▼

PR #451, opened 2023-10-18
1162: store IDM orgName instead of orgId in api client org name

jorgesanchezperez:
Until now when a CDR is request, It was stored the `orgId` claim value from the Software Statement in the api client organisation name.
This is a fix to store the `org_name` claim value, retrieved from the Software Statement, in the api client organisation name instead of the `org_id` claim value.
- Added support to get the value from Software Statement `org_name` claim to be stored in IDM instead of orgId.
- Updated the trusted directories with a new property to retrieve and store the `org_name` claim value.
- Updated the current unit tests to cover the new `org_name` claim value retrieved from the Software Statement.

Issue: https://github.com/SecureApiGateway/SecureApiGateway/issues/1162


jorgesanchezperez:
> Have you tried performing DCR and a flow using both Trusted Directories?

Yes, the image post in the above comment display two orgs, `Acme Fintech` org has been register using the SSA issued by Secure Api Gateway and `Forgerock Limited` has been register using the SSA issued by OBIE directory.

▲

**Problem details**
Print out, without change, each line from the line holding "- Updated the current" to the final line of the material.

**Written answer**
- Updated the current unit tests to cover the new `org_name` claim value retrieved from the Software Statement.

Issue: https://github.com/SecureApiGateway/SecureApiGateway/issues/1162


jorgesanchezperez:
> Have you tried performing DCR and a flow using both Trusted Directories?

Yes, the image post in the above comment display two orgs, `Acme Fintech` org has been register using the SSA issued by Secure Api Gateway and `Forgerock Limited` has been register using the SSA issued by OBIE directory.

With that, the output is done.